**Source information:**
------------------------------------------------

PR #654, opened 2024-07-22
Support net fee alert - add group topic support to topic stack row

marukohao:

### DIFF
--- a/packages/notifi-dapp-example/src/components/SubscriptionValueInput.tsx
+++ b/packages/notifi-dapp-example/src/components/SubscriptionValueInput.tsx
@@ -119,9 +119,11 @@ export const SubscriptionValueInput: React.FC<SubscriptionValueInputProps> = (
             </div>
           )}
           <div
-            className={`absolute top-12 left-0 w-[247px] ${
-              getSubscriptionValueOrRef() === 'pricePairs' ? '' : 'pt-[36px]'
-            } bg-notifi-card-bg rounded-lg shadow-lg z-10 max-h-[180px] overflow-y-auto mt-1`}
+            className={`absolute left-0 w-[247px] ${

------------------------------------------------

**Prompt:**
Quote verbatim the opening lines of the listing above, ending with the line where "getSubscriptionValueOrRef() === 'pricePairs' ? '' : 'pt-[36px]'" appears; include both endpoints and nothing more.

**Finished exercise:**
PR #654, opened 2024-07-22
Support net fee alert - add group topic support to topic stack row

marukohao:

### DIFF
--- a/packages/notifi-dapp-example/src/components/SubscriptionValueInput.tsx
+++ b/packages/notifi-dapp-example/src/components/SubscriptionValueInput.tsx
@@ -119,9 +119,11 @@ export const SubscriptionValueInput: React.FC<SubscriptionValueInputProps> = (
             </div>
           )}
           <div
-            className={`absolute top-12 left-0 w-[247px] ${
-              getSubscriptionValueOrRef() === 'pricePairs' ? '' : 'pt-[36px]'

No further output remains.